AWS provides numerous fully-managed services to achieve logical connectivity across VPCs and AWS accounts, including AWS Transit Gateway and AWS PrivateLink. Both of these services enable customers to logically connect VPCs at scale. These services are built on AWS Hyperplane – a Network Function Virtualization platform that provides transparent routing and switching capabilities at an extremely large scale (thousands of VPCs). Although this level of detail is typically not relevant to customers, in the context of CPGs this information becomes significant. Hyperplane was developed to allow customers to scale their logical connectivity on AWS. To achieve this, the platform creates logical objects (Gateways and Endpoints) that represent additional hops on the network. As well as marginally increasing hop count, Hyperplane components aren’t situated in the physical scope of a CPG. Consequently, placing Hyperplane-based connectivity services in the path between members of a CPG can counteract the benefits gained by optimizing proximity between those EC2 instances.
Therefore, for use-cases that require the use of shared CPGs across VPCs, such as market-making, we recommend the use of Amazon VPC peering to achieve logical connectivity between Crypto exchange and market-maker VPCs. This minimizes the number of physical and logical network hops and provides the lowest levels of network latency. The following diagram illustrates an example logical and physical view when using VPC peering with shared CPGs:
Traffic carried between an intra-region VPC peering connection incurs no additional network hops or latency when compared to traffic flowing within a single VPC. Within the same AZ, this traffic also incurs no additional cost for network data transfer. Since VPC peering doesn’t support overlapping CIDR ranges, coordination is required to manage and use appropriate private IP space for VPC entities on either side of the VPC peering connection. Where VPCs reside in separate AWS accounts or Organizations, creating peering connections requires IAM permissions that cross these account or Organization boundaries to modify and update VPC network configurations. Although this is possible with IAM, security conscious customers may be hesitant to allow third-party access to modify something as sensitive as network connectivity configuration.

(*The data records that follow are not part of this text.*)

PR #2646, opened 2025-10-23
feat: add Memory Protection Middleware

ecordell:
## Description

This introduces a new memory protection middleware to help prevent out-of-memory conditions in SpiceDB by implementing admission control based on current memory usage.

This is not a perfect solution (doesn't prevent non-traffic-related sources of OOM) and is meant to support other future improvements to resource sharing in a single SpiceDB node.

The middleware is installed both in the main api and in dispatch, but at different thresholds. Memory usage is polled in the background, and if in-flight memory rises above the threshold, backpressure is placed on incoming requests.

The dispatch threshold is higher than the API threshold to preserve already admitted traffic as much as possible.

## Testing

- Unit tests included
- Manual E2E test:
   -  Modify [docker-compose.yaml](https://github.com/authzed/spicedb/blob/main/docker-compose.yaml) to set `mem_limit: "300mb"` to the `spicedb` containers
   - Run `docker-compose up --build`
   - Run this 

```
zed context set example localhost:50051 foobar --insecure
zed import development/schema.yaml
{
    echo '{"items":['
    for i in $(seq 1 200); do
      d=$(( (RANDOM % 9999) + 1 ))
      echo -n "{\"resource\":{\"objectTy  pe\":\"document\",\"objectId\": \"${d}\"}, \"permission\":\"view\",\"subject\":{ \"object\": {\"objectType\": \"user\", \"objectId\": \"1\"}}}"
      [ $i -lt 200 ] && echo -n ","
    done
    echo "], \"with_tracing\": true}"
} > payload.json
ab -n 100000 -c 200 -T 'application/json' -H 'Authorization: Bearer foobar' -p payload.json http://localhost:8443/v1/permissions/checkbulk
```

 you should see logs such as:

```
{
  "level": "warn",
  "traceID": "125b7b37c5775af1f2d9ebf253dcf3d1",
  "protocol": "grpc",
  "grpc.component": "server",
  "grpc.service": "authzed.api.v1.PermissionsService",
  "grpc.method": "CheckBulkPermissions",
  "grpc.method_type": "unary",
  "requestID": "d3vurmuoqu8s73bsdom0",
  "peer.address": "127.0.0.1:60376",
  "grpc.start_time": "2025-10-27T22:10:35Z",
  "grpc.code": "ResourceExhausted",
  "grpc.error": "rpc error: code = ResourceExhausted desc = server rejected the request because memory usage is above configured threshold",
  "grpc.time_ms": 0,
  "time": "2025-10-27T22:10:35Z",
  "message": "finished call"
}
```

and this graph in Grafana:

image

### DIFF
--- a/development/prometheus.yaml
+++ b/development/prometheus.yaml
@@ -1,7 +1,7 @@
 ---
 global:
-  scrape_interval: "15s"
-  evaluation_interval: "15s"
+  scrape_interval: "1s"
+  evaluation_interval: "1s"
 
 scrape_configs:
   - job_name: "spicedb"
--- a/internal/middleware/memoryprotection/memory_sampler_test.go
+++ b/internal/middleware/memoryprotection/memory_sampler_test.go
@@ -9,7 +9,7 @@ import (
 	"github.com/stretchr/testify/require"
 )
 
-func TestMemorySampler(t *testing.T) {
+func TestMemorySamplerOnInterval(t *testing.T) {
 	intervalSeconds := 1000
 	interval := time.Duration(intervalSeconds) * time.Second
 
@@ -19,6 +19,10 @@ func TestMemorySampler(t *testing.T) {
 	}{
 		`positive_limit`: {
 			limit:                     100 * 1024 * 1024,
+			expectGaugeAndUsageUpdate: true,
+		},
+		`very_low_limit`: {
+			limit:                     1,
 			expectGaugeAndUsageUpdate: true,
 		},
 		`negative_limit`: {
@@ -34,7 +38,7 @@ func TestMemorySampler(t *testing.T) {
 	for name, tc := range testcases {
 		t.Run(name, func(t *testing.T) {
 			synctest.Test(t, func(t *testing.T) {
-				sampler := NewMemorySampler(intervalSeconds, &HardCodedMemoryLimitProvider{Hardcodedlimit: tc.limit})
+				sampler := NewMemorySamplerOnInterval(intervalSeconds, &HardCodedMemoryLimitProvider{Hardcodedlimit: tc.limit})
 				t.Cleanup(sampler.Close)
 
 				now := time.Now()
@@ -54,6 +58,7 @@ func TestMemorySampler(t *testing.T) {
 				if tc.expectGaugeAndUsageUpdate {
 					require.Greater(t, gaugeValue, float64(0))
 					require.Greater(t, sampler.GetMemoryUsagePercent(), float64(0))
+					require.LessOrEqual(t, sampler.GetMemoryUsagePercent(), float64(1), "percentage should be between 0 and 1")
 				} else {
 					require.InDelta(t, 0, gaugeValue, 0.001) // near zero
 				}
--- a/pkg/cmd/server/server.go
+++ b/pkg/cmd/server/server.go
@@ -598,7 +598,7 @@ func (c *Config) buildMemoryProtectionConfigs(closeables *closeableStack) (memor
 		dispatchConfig = memoryprotection.Config{
 			ThresholdPercent: c.MemoryProtectionDispatchAPIThresholdPercent,
 		}
-		sampler = memoryprotection.NewMemorySampler(c.MemoryProtectionSampleIntervalSeconds, &memoryprotection.DefaultMemoryLimitProvider{})
+		sampler = memoryprotection.NewMemorySamplerOnInterval(c.MemoryProtectionSampleIntervalSeconds, &memoryprotection.DefaultMemoryLimitProvider{})
 		closeables.AddWithoutError(sampler.Close)
 	}
 	return apiConfig, dispatchConfig, sampler, nil
--- a/pkg/cmd/server/server_test.go
+++ b/pkg/cmd/server/server_test.go
@@ -446,7 +446,7 @@ func TestModifyUnaryMiddleware(t *testing.T) {
 		},
 	}}
 
-	opt := MiddlewareOption{logging.Logger, nil, false, nil, false, false, false, "testing", consistency.TreatMismatchingTokensAsFullConsistency, memoryprotection.Config{ThresholdPercent: 0}, memoryprotection.NewMemorySampler(memoryprotection.DefaultSampleIntervalSeconds, &memoryprotection.DefaultMemoryLimitProvider{}), nil, nil}
+	opt := MiddlewareOption{logging.Logger, nil, false, nil, false, false, false, "testing", consistency.TreatMismatchingTokensAsFullConsistency, memoryprotection.Config{ThresholdPercent: 0}, memoryprotection.NewMemorySamplerOnInterval(memoryprotection.DefaultSampleIntervalSeconds, &memoryprotection.DefaultMemoryLimitProvider{}), nil, nil}
 	opt = opt.WithDatastore(nil)
 
 	defaultMw, err := DefaultUnaryMiddleware(opt)
@@ -474,7 +474,7 @@ func TestModifyStreamingMiddleware(t *testing.T) {
 		},
 	}}
 
-	opt := MiddlewareOption{logging.Logger, nil, false, nil, false, false, false, "testing", consistency.TreatMismatchingTokensAsFullConsistency, memoryprotection.Config{ThresholdPercent: 0}, memoryprotection.NewMemorySampler(memoryprotection.DefaultSampleIntervalSeconds, &memoryprotection.DefaultMemoryLimitProvider{}), nil, nil}
+	opt := MiddlewareOption{logging.Logger, nil, false, nil, false, false, false, "testing", consistency.TreatMismatchingTokensAsFullConsistency, memoryprotection.Config{ThresholdPercent: 0}, memoryprotection.NewMemorySamplerOnInterval(memoryprotection.DefaultSampleIntervalSeconds, &memoryprotection.DefaultMemoryLimitProvider{}), nil, nil}
 	opt = opt.WithDatastore(nil)
 
 	defaultMw, err := DefaultStreamingMiddleware(opt)
@@ -623,12 +623,23 @@ func TestBuildMemoryProtectionConfig(t *testing.T) {
 			expectedSamplerInterval: 10,
 			expectAddToCloseables:   true,
 		},
-		`err_invalid`: {
+		`err_invalid_above_one_1`: {
 			config: &Config{
 				MemoryProtectionEnabled:                     true,
 				MemoryProtectionSampleIntervalSeconds:       10,
 				MemoryProtectionNormalAPIThresholdPercent:   1.1,
 				MemoryProtectionDispatchAPIThresholdPercent: 0.70,
+			},
+			expectedSamplerInterval: 0,
+			expectedErr:             "invalid memory protection configuration",
+			expectAddToCloseables:   false,
+		},
+		`err_invalid_above_one_2`: {
+			config: &Config{
+				MemoryProtectionEnabled:                     true,
+				MemoryProtectionSampleIntervalSeconds:       10,
+				MemoryProtectionNormalAPIThresholdPercent:   0.70,
+				MemoryProtectionDispatchAPIThresholdPercent: 1.1,
 			},
 			expectedSamplerInterval: 0,
 			expectedErr:             "invalid memory protection configuration",
@@ -697,7 +708,7 @@ func TestBuildDispatchServer(t *testing.T) {
 				_ = closeables.Close()
 			})
 
-			sampler := memoryprotection.NewMemorySampler(memoryprotection.DefaultSampleIntervalSeconds, &memoryprotection.DefaultMemoryLimitProvider{})
+			sampler := memoryprotection.NewMemorySamplerOnInterval(memoryprotection.DefaultSampleIntervalSeconds, &memoryprotection.DefaultMemoryLimitProvider{})
 			t.Cleanup(sampler.Close)
 
 			srv, err := tc.config.buildDispatchServer(mp, sampler, mockDatastore, mockDispatcher, &closeables, nil)
--- a/development/grafana/dashboards/dashboard.json
+++ b/development/grafana/dashboards/dashboard.json
@@ -124,20 +124,15 @@
             "type": "prometheus",
             "uid": "${DS_PROMETHEUS}"
           },
-          "disableTextWrap": false,
-          "editorMode": "builder",
-          "expr": "histogram_quantile(0.95, sum by(le, grpc_method, grpc_service) (rate(grpc_server_handling_seconds_bucket{job=\"spicedb\"}[$__rate_interval])))",
-          "fullMetaSearch": false,
-          "includeNullMetadata": true,
-          "instant": true,
+          "editorMode": "code",
+          "expr": "histogram_quantile(0.99, sum by(le, grpc_method, grpc_service) (rate(grpc_server_handling_seconds_bucket{job=\"spicedb\"}[$__rate_interval])))",
           "key": "Q-52ee0e33-980f-4a19-9821-39530de9f304-0",
           "legendFormat": "{{grpc_service}}/{{grpc_method}}",
           "range": true,
-          "refId": "A",
-          "useBackend": false
+          "refId": "A"
         }
       ],
-      "title": "p95 Latency by Method",
+      "title": "p99 Latency by Method",
       "type": "timeseries"
     },
     {
@@ -238,7 +233,7 @@
         "type": "prometheus",
         "uid": "${DS_PROMETHEUS}"
       },
-      "description": "5xx errors",
+      "description": "Response codes",
       "fieldConfig": {
         "defaults": {
           "color": {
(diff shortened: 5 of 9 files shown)


development/prometheus.yaml
```diff
@@ -6,6 +6,9 @@ global:
 scrape_configs:
   - job_name: "spicedb"
     static_configs:
-      - targets: ["spicedb:9090"]
+      - targets: ["spicedb-1:9090"]
```
miparnisari, line 9: FYI so that we can verify the new metrics in Grafana

internal/middleware/memoryprotection/memoryprotection.go
```diff
@@ -0,0 +1,281 @@
...
+// In production, use DefaultMemoryLimitProvider.
+// For testing, use HardCodedMemoryLimitProvider.
+type MemoryLimitProvider interface {
+	Get() int64
+	Set(int64)
+}
+
+var (
+	_ MemoryLimitProvider = (*DefaultMemoryLimitProvider)(nil)
+	_ MemoryLimitProvider = (*HardCodedMemoryLimitProvider)(nil)
```
tstirrat15: Why this syntax as opposed to constructing one?

internal/mocks/mock_datastore.go
miparnisari, line 1: FYI i can move the mock generation to a different PR

.gitattributes
```diff
@@ -0,0 +1,4 @@
+internal/mocks/*.go linguist-generated=true
```
miparnisari, line 1: FYI so that when changing these, the "View PR" view on Github says that the files are automatically generated and people can just mark "viewed" on them

internal/middleware/memoryprotection/memoryprotection.go
```diff
@@ -0,0 +1,271 @@
...
+		{Name: "/memory/classes/heap/objects:bytes"},
+	}
+
+	// Initialize with current memory usage
+	am.sampleMemory()
+
+	// Start background sampling with context
+	am.startBackgroundSampling()
+
+	log.Info().
```
miparnisari: FYI

```
{"level":"info","name":"dispatch-middleware","memory_limit_bytes":15762733056,"threshold_percent":95,"sample_interval_seconds":1,"time":"2025-10-28T18:27:10Z","message":"memory protection middleware initialized with background sampling"}

{"level":"info","name":"unary-middleware","memory_limit_bytes":15762733056,"threshold_percent":90,"sample_interval_seconds":1,"time":"2025-10-28T18:27:10Z","message":"memory protection middleware initialized with background sampling"}

{"level":"info","name":"stream-middleware","memory_limit_bytes":15762733056,"threshold_percent":90,"sample_interval_seconds":1,"time":"2025-10-28T18:27:10Z","message":"memory protection middleware initialized with background sampling"}
```

pkg/cmd/serve.go
```diff
@@ -121,6 +121,12 @@ func RegisterServeFlags(cmd *cobra.Command, config *server.Config) error {
 	apiFlags.BoolVar(&config.EnablePerformanceInsightMetrics, "enable-performance-insight-metrics", false, "enables performance insight metrics, which are used to track the latency of API calls by shape")
 	apiFlags.StringVar(&config.MismatchZedTokenBehavior, "mismatch-zed-token-behavior", "full-consistency", "behavior to enforce when an API call receives a zedtoken that was originally intended for a different kind of datastore. One of: full-consistency (treat as a full-consistency call, ignoring the zedtoken), min-latency (treat as a min-latency call, ignoring the zedtoken), error (return an error). defaults to full-consistency for safety.")
 
+	// Memory Protection flags
+	apiFlags.BoolVar(&config.MemoryProtectionEnabled, "memory-protection-enabled", true, "enables a memory-based middleware that rejects requests when memory usage is too high")
+	apiFlags.IntVar(&config.MemoryProtectionAPIThresholdPercent, "memory-protection-api-threshold", 90, "memory usage threshold percentage for regular API requests (0-100)")
```
miparnisari: i don't like that we have the default 90 here and also in the struct itself 😭 i'd love a unified approach in the future

internal/middleware/memoryprotection/memoryprotection.go
tstirrat15: What does this mean?

internal/middleware/memoryprotection/memoryprotection.go
```diff
@@ -0,0 +1,271 @@
...
+			}
+		}
+	}()
+}
+
+// sampleMemory samples the current memory usage and updates the cached value
+func (am *MemoryAdmissionMiddleware) sampleMemory() {
+	defer func() {
+		if r := recover(); r != nil {
+			log.Warn().Interface("panic", r).Msg("memory sampling panicked")
```
tstirrat15: Why are we doing this?

internal/mocks/mock_datastore.go
tstirrat15: This is fine.

pkg/cmd/server/server.go
```diff
@@ -431,27 +411,39 @@ func (c *Config) Complete(ctx context.Context) (RunnableServer, error) {
...
+		Logger:                    log.Logger,
+		AuthFunc:                  c.GRPCAuthFunc,
+		EnableVersionResponse:     !c.DisableVersionResponse,
+		DispatcherForMiddleware:   dispatcher,
+		EnableRequestLog:          c.EnableRequestLogs,
+		EnableResponseLog:         c.EnableResponseLogs,
+		DisableGRPCHistogram:      c.DisableGRPCLatencyHistogram,
+		MiddlewareServiceLabel:    serverName,
+		MismatchingZedTokenOption: mismatchZedTokenOption,
+		MemoryProtectionConfig:    apiMemoryProtectionConfig,
```
tstirrat15, line 430: TY

pkg/cmd/serve.go
```diff
@@ -121,6 +121,12 @@ func RegisterServeFlags(cmd *cobra.Command, config *server.Config) error {
 	apiFlags.BoolVar(&config.EnablePerformanceInsightMetrics, "enable-performance-insight-metrics", false, "enables performance insight metrics, which are used to track the latency of API calls by shape")
 	apiFlags.StringVar(&config.MismatchZedTokenBehavior, "mismatch-zed-token-behavior", "full-consistency", "behavior to enforce when an API call receives a zedtoken that was originally intended for a different kind of datastore. One of: full-consistency (treat as a full-consistency call, ignoring the zedtoken), min-latency (treat as a min-latency call, ignoring the zedtoken), error (return an error). defaults to full-consistency for safety.")
 
+	// Memory Protection flags
+	apiFlags.BoolVar(&config.MemoryProtectionEnabled, "memory-protection-enabled", true, "enables a memory-based middleware that rejects requests when memory usage is too high")
```
vroldanbet: I understand the appeal to have this enabled by default (it's for the better!), but playing devil's advocate, this behavior may be surprising for folks as they update to the next release.

pkg/cmd/server/defaults.go
```diff
@@ -328,10 +316,16 @@ func DefaultUnaryMiddleware(opts MiddlewareOption) (*MiddlewareChain[grpc.UnaryS
 			WithInterceptor(grpcMetricsUnaryInterceptor).
 			Done(),
 
+		NewUnaryMiddleware().
```
vroldanbet, line 311: I understand why we would want to add it here, and I think realistic and practical place for it, but I'd be remiss if I didn't mention that we miss protection as the early middleware layers are traversed.

But again, this is not meant to be perfect, but good enough ™️

pkg/cmd/server/server_test.go
```diff
@@ -438,10 +444,10 @@ func TestModifyUnaryMiddleware(t *testing.T) {
 		},
 	}}
 
-	opt := MiddlewareOption{logging.Logger, nil, false, nil, false, false, false, "testing", consistency.TreatMismatchingTokensAsFullConsistency, nil, nil}
+	opt := MiddlewareOption{logging.Logger, nil, false, nil, false, false, false, "testing", consistency.TreatMismatchingTokensAsFullConsistency, memoryprotection.Config{ThresholdPercent: 0}, nil, nil}
 	opt = opt.WithDatastore(nil)
 
-	defaultMw, err := DefaultUnaryMiddleware(opt)
+	defaultMw, err := DefaultUnaryMiddleware(context.Background(), opt)
```
vroldanbet: nit
```suggestion
	defaultMw, err := DefaultUnaryMiddleware(t.Context(), opt)
```

pkg/cmd/server/server_test.go
```diff
@@ -466,10 +472,10 @@ func TestModifyStreamingMiddleware(t *testing.T) {
 		},
 	}}
 
-	opt := MiddlewareOption{logging.Logger, nil, false, nil, false, false, false, "testing", consistency.TreatMismatchingTokensAsFullConsistency, nil, nil}
+	opt := MiddlewareOption{logging.Logger, nil, false, nil, false, false, false, "testing", consistency.TreatMismatchingTokensAsFullConsistency, memoryprotection.Config{ThresholdPercent: 0}, nil, nil}
 	opt = opt.WithDatastore(nil)
 
-	defaultMw, err := DefaultStreamingMiddleware(opt)
+	defaultMw, err := DefaultStreamingMiddleware(context.Background(), opt)
```
vroldanbet:
```suggestion
	defaultMw, err := DefaultStreamingMiddleware(t.Context(), opt)
```

internal/middleware/memoryprotection/memoryprotection.go
```diff
@@ -0,0 +1,271 @@
...
+	"google.golang.org/grpc/status"
+
+	log "github.com/authzed/spicedb/internal/logging"
+)
+
+const DefaultSampleIntervalSeconds = 1
+
+var (
+	// RejectedRequestsCounter tracks requests rejected due to memory pressure
+	RejectedRequestsCounter = promauto.NewCounterVec(prometheus.CounterOpts{
```
vroldanbet: I think it would be easier to craft queries and visualizations if the counter was "self-contained", in that it was `memory admission outcome` rather than just "rejected". You could add a second label with the actual outcome, and that'd make it super easy to visualize ratios. Otherwise folks have to use _another metric_ to craft those ratios.

internal/middleware/memoryprotection/memoryprotection.go
```diff
@@ -0,0 +1,271 @@
...
+	_ MemoryLimitProvider = (*DefaultMemoryLimitProvider)(nil)
+	_ MemoryLimitProvider = (*HardCodedMemoryLimitProvider)(nil)
+)
+
+type DefaultMemoryLimitProvider struct{}
+
+func (p *DefaultMemoryLimitProvider) Get() int64 {
+	// SetMemoryLimit returns the previously set memory limit.
+	// A negative input does not adjust the limit, and allows for retrieval of the currently set memory limit
+	return debug.SetMemoryLimit(-1)
```
vroldanbet: It's not going to happen because this is called _way late_ in the process' lifecycle, but if automemlimit was called after this, the memory limiter would use the wrong amount of memory.

I know most recent Go versions have native support for cgroups.

internal/middleware/memoryprotection/memoryprotection.go
```diff
@@ -0,0 +1,271 @@
...
+	am.memoryLimit = memoryLimit
+	am.metricsSamples = []metrics.Sample{
+		{Name: "/memory/classes/heap/objects:bytes"},
+	}
+
+	// Initialize with current memory usage
+	am.sampleMemory()
+
+	// Start background sampling with context
+	am.startBackgroundSampling()
```
vroldanbet: nit: I feel like this should be done in a `Start` method, since it can be surprising to have goroutines spin in a factory method.

internal/middleware/memoryprotection/memoryprotection.go
```diff
@@ -0,0 +1,271 @@
...
+
+	log.Info().
+		Str("name", name).
+		Int64("memory_limit_bytes", memoryLimit).
```
vroldanbet: Maybe add another field with a humanized memory limit? makes it easier to parse, specially when you start using large machines

internal/middleware/memoryprotection/memoryprotection.go
```diff
@@ -0,0 +1,271 @@
...
+// checkAdmission returns an error if the request should be denied because memory usage is too high.
+func (am *MemoryAdmissionMiddleware) checkAdmission() error {
+	if am.memoryLimit < 0 || am.config.ThresholdPercent <= 0 {
+		// Memory protection is disabled
+		return nil
+	}
+
+	memoryUsage := am.getLastMemorySampleInBytes()
+
+	usagePercent := float64(memoryUsage) / float64(am.memoryLimit) * 100
```
vroldanbet: `memoryLimit == 0` seems to be allowed, and would cause division by zero, please add a test

internal/middleware/memoryprotection/memoryprotection.go
```diff
@@ -0,0 +1,271 @@
...
+		config:                    config,
+		lastMemorySampleInBytes:   &atomic.Uint64{},
+		timestampLastMemorySample: &atomic.Pointer[time.Time]{},
+		memoryLimit:               -1, // disabled initially
+		ctx:                       ctx,
+	}
+
+	// Get the current GOMEMLIMIT
+	memoryLimit := limitProvider.Get()
+	if memoryLimit < 0 {
```
vroldanbet: why would we want to allow memory limit zero?

pkg/cmd/serve.go
vroldanbet: We have some percent-based flags that are defined as [0...1] floats. Worth having a look and deciding which approach to commit to.

internal/middleware/memoryprotection/memoryprotection.go
```diff
@@ -0,0 +1,271 @@
...
+			case <-am.ctx.Done():
+				return
+			}
+		}
+	}()
+}
+
+// sampleMemory samples the current memory usage and updates the cached value
+func (am *MemoryAdmissionMiddleware) sampleMemory() {
+	defer func() {
```
vroldanbet: In which scenarios may this happen? Can the process continue to operate reliably? I don't think we typically recover panics in SpiceDB. Does it, in theory, mean that at some point we could stop sampling and have SpiceDB operate on a stale snapshot of memory?

internal/middleware/memoryprotection/memoryprotection.go
```diff
@@ -0,0 +1,271 @@
...
+		if r := recover(); r != nil {
+			log.Warn().Interface("panic", r).Msg("memory sampling panicked")
+		}
+	}()
+
+	now := time.Now()
+	metrics.Read(am.metricsSamples)
+	newUsage := am.metricsSamples[0].Value.Uint64()
```
vroldanbet: Indexed array access: Is this guaranteed? Should we add a length check?

internal/middleware/memoryprotection/memoryprotection.go
```diff
@@ -0,0 +1,271 @@
...
+	am.lastMemorySampleInBytes.Store(newUsage)
+	am.timestampLastMemorySample.Store(&now)
```
vroldanbet: Is it a concern that these two guys are not stored atomically as a whole? There is a point in execution where `lastMemorySampleInBytes` would have been updated, but `timestampLastMemorySample` is not yet updated

pkg/cmd/serve.go
miparnisari: I agree in that it would be surprising, but the other side of the coin is that right now if they put a limit on their memory usage and they go above that, they'd be getting an OOM, so this approach is better IMO.

I don't have a strong opinion and i would love other people's opinion on this.

josephschorr: +1 to enabling it by default - the node dying helps no one, and its better to get some requests through than none, IMO

pkg/cmd/server/defaults.go
miparnisari: Looking at the middlewares that run before this one (logging, metrics), it seems right to me, like i wouldn't want this new middleware to run earlier than the others 🤔 do you have a suggestion on a different order?

internal/middleware/memoryprotection/memoryprotection.go
miparnisari: TIL we use `automemlimit`..

internal/middleware/memoryprotection/memoryprotection.go
miparnisari: This is interesting... you are right, but then when I execute the code, the code doesn't panic, it just returns `usagePercent = +Inf`

internal/middleware/memoryprotection/memoryprotection.go
miparnisari: IDK why this was here, i'll remove it

pkg/cmd/serve.go
miparnisari: Made it similar to this

```
 --datastore-revision-quantization-max-staleness-percent float           float percentage (where 1 = 100%)
```


i don't love it but I prefer being consistent

internal/middleware/memoryprotection/memoryprotection.go
miparnisari: I'm not super concerned but i've changed it to use a `RWLock` to be safe 👍

internal/middleware/memoryprotection/memoryprotection.go
miparnisari: Updated

pkg/cmd/serve.go
miparnisari: Funny, I just found that you can pass a large number to that flag and the server accepts it 😆 

```
- "SPICEDB_DATASTORE_REVISION_QUANTIZATION_MAX_STALENESS_PERCENT=10000"
```

internal/middleware/memoryprotection/memory_sampler_test.go
```diff
@@ -0,0 +1,63 @@
...
+				synctest.Wait()
+				t.Log("When we get here, the sampling is guaranteed to NOT have run yet")
+
+				require.False(t, sampler.GetTimestampLastMemorySample().After(now))
+
+				time.Sleep(1 * time.Millisecond)
+				synctest.Wait()
+				t.Log("When we get here, the sampling is guaranteed to have run")
+
+				require.True(t, sampler.GetTimestampLastMemorySample().After(now))
```
tstirrat15, line 55: This is in a goroutine :P

internal/middleware/memoryprotection/memoryprotection.go
miparnisari: WDYM? This is standard go code to assert that a struct satisfies an interface

internal/middleware/memoryprotection/memoryprotection.go
miparnisari: i removed this code

ecordell:
We had a discussion on slack where we looked at some implementation details of `runtime/metrics`. Although it's not stop-the-world like `ReadMemStats` is, it does acquire a metrics lock (`metricsSema`) to read the values. Joey found https://github.com/odigos-io/go-rtml/ which looked promising as a way to get these values faster, _potentially_ even on every request (i.e. without the extra goroutines polling in the background).

pkg/cmd/serve.go
vroldanbet: seems like it's missing some validation :D

pkg/cmd/server/defaults.go
vroldanbet: It's a connundrum. We certainly want the log middleware to show us `ResourceExhausted` error for an API call.

Not suggesting we change it, just wanted to call out this particular scenario

internal/middleware/memoryprotection/memoryprotection.go
vroldanbet: Perhaps a safeguard would be to add a gauge that exposes what is the computed limit?

internal/middleware/memoryprotection/memoryprotection.go
vroldanbet: I learned that panics only happen for integers, but not for floats, as `IEEE-754` specifies +/- infinity as a possible value.

miparnisari:
@ecordell @vroldanbet please see https://github.com/authzed/spicedb/pull/2691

With this in mind, we’ve published a GitHub repository that automates this process. Using custom AWS CloudFormation resources, the code provides a self-service approach for a provider (e.g., Crypto exchange) to pre-allocate VPC CIDRs, and it allows for the acceptance of VPC peering connections, as well as route table and security group updates, without the need to provision IAM permissions to third-parties.
Conclusion
In this post, we discussed the real-world use case of Crypto market-making to illustrate how exchanges can use the newly-released Amazon EC2 shared CPG feature to share placement groups with market-makers in other AWS accounts. This provides market-makers with the opportunity to locate their trading engines closer to Crypto exchanges on the AWS Cloud, thereby improving network latency and packet processing rates for a competitive advantage and better profitability. We also illustrated the magnitude of performance optimization that can be achieved using CPGs containing one type of EC2 instance running a specific set of network testing benchmarks. Finally, we addressed logical inter-VPC connectivity and explained why VPC peering is the recommended option in the context of CPGs spanning multiple VPCs. We also shared a GitHub repository that provides self-service automation for securely creating Amazon VPC peering connections at scale between Organizations.